Joseph O’Connor, from Liverpool, hijacked more than 130 accounts in July 2020, including those of Barack Obama, Joe Biden and Elon Musk.
The 26-year-old fled to Spain where his mother lives before being arrested and extradited to the US for trial. He was sentenced to five years for cyber crimes but now must hand over a haul of crypto he gathered through various hacks and scams.
O’Connor, who went by the alias PlugwalkJoe, carried out the so-called “giveaway scam” with other young men and teenagers – breaking into Twitter’s internal systems and taking over high profile accounts.

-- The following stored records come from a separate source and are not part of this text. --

PR #3545, opened 2017-01-09
Contractor loading edges refactoring

oxidase:
# Issue

The PR is aimed to reduce code duplication in `Contractor::LoadEdgeExpandedGraph`

## Tasklist
 - [x] Make CSV parsing function generalized
 - [x] Decouple R-Tree updates and edges loading
 - [x] review
 - [x] adjust for comments

## Requirements / Relations
Related issues  #3446 #2399

### DIFF
--- a/src/contractor/contractor.cpp
+++ b/src/contractor/contractor.cpp
@@ -22,9 +22,13 @@
 #include <boost/assert.hpp>
 #include <boost/filesystem/fstream.hpp>
 #include <boost/functional/hash.hpp>
+#include <boost/fusion/adapted/std_pair.hpp>
+#include <boost/fusion/include/adapt_adt.hpp>
 #include <boost/interprocess/file_mapping.hpp>
 #include <boost/interprocess/mapped_region.hpp>
+#include <boost/spirit/include/phoenix.hpp>
 #include <boost/spirit/include/qi.hpp>
+#include <boost/spirit/include/support_line_pos_iterator.hpp>
 
 #include <tbb/blocked_range.h>
 #include <tbb/concurrent_unordered_map.h>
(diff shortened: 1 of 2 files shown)


src/contractor/contractor.cpp
```diff
@@ -45,37 +49,162 @@
...
+    std::uint8_t source;
 };
 
-template <> struct hash<std::tuple<OSMNodeID, OSMNodeID, OSMNodeID>>
+struct Turn final
 {
-    std::size_t operator()(const std::tuple<OSMNodeID, OSMNodeID, OSMNodeID> &k) const noexcept
+    std::uint64_t from, via, to;
+    Turn() : from(0), via(0), to(0) {}
+    Turn(const std::uint64_t &from, const std::uint64_t &via, const std::uint64_t &to)
```
daniel-j-h: Here and above - wondering why you're passing primitive types by ref

src/contractor/contractor.cpp
```diff
@@ -45,37 +49,162 @@
...
 {
     static_assert(sizeof(T) % alignof(T) == 0, "pointer can not be used as an array pointer");
     return reinterpret_cast<uintptr_t>(pointer) % alignof(T) == 0;
 }
+} // anon ns
+
+BOOST_FUSION_ADAPT_STRUCT(Segment, (std::uint64_t, from)(std::uint64_t, to))
+BOOST_FUSION_ADAPT_STRUCT(SpeedSource, (unsigned, speed))
+BOOST_FUSION_ADAPT_STRUCT(Turn, (std::uint64_t, from)(std::uint64_t, via)(std::uint64_t, to))
+BOOST_FUSION_ADAPT_STRUCT(PenaltySource, (double, penalty))
```
daniel-j-h: Hrm we require and old Boost version without the type deduction macro, right? What about manually deducing the types here via C++11+ features so we're not duplicating the types used in the impl. here?

src/contractor/contractor.cpp
```diff
@@ -45,37 +49,162 @@
...
+// Function parses a list of CSV files using "key,value,comment" grammar.
+// Key and Value structures must be a model of Random Access Sequence.
+// Also the Value structure must have source member that will be filled
+// with the index of the csv_filenames array.
+// Function returns a lambda function that maps input Key to boost::optional<Value>
+template <typename Key, typename Value>
+auto ParseCSV(
+    const std::vector<std::string> &csv_filenames,
+    const qi::rule<boost::spirit::line_pos_iterator<boost::spirit::istream_iterator>, Key()> &key,
+    const qi::rule<boost::spirit::line_pos_iterator<boost::spirit::istream_iterator>, Value()>
```
daniel-j-h: Urgh maybe typedef those?

src/contractor/contractor.cpp
```diff
@@ -45,37 +49,162 @@
...
+BOOST_FUSION_ADAPT_STRUCT(Turn, (std::uint64_t, from)(std::uint64_t, via)(std::uint64_t, to))
+BOOST_FUSION_ADAPT_STRUCT(PenaltySource, (double, penalty))
+
+// Function parses a list of CSV files using "key,value,comment" grammar.
+// Key and Value structures must be a model of Random Access Sequence.
+// Also the Value structure must have source member that will be filled
+// with the index of the csv_filenames array.
+// Function returns a lambda function that maps input Key to boost::optional<Value>
+template <typename Key, typename Value>
+auto ParseCSV(
```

Three other hackers have been charged over the scam, with US teenager Graham Clark pleading guilty to his part in the deception in 2021. The hackers gained access to the accounts by first convincing a small number of Twitter employees to hand over their internal login details – which eventually granted them access to the social media site’s administrative tools.
They used social engineering tricks to get access to the powerful internal control panel at the site.Once inside the Twitter accounts of famous individuals, they pretended to be the celebrities and tweeted asking followers to send Bitcoin to various digital wallets promising to double their money. As a result of the fraud, an estimated 350 million Twitter users viewed suspicious tweets from official accounts of some of the platform’s biggest users, including Apple, Uber, Kanye West and Bill Gates.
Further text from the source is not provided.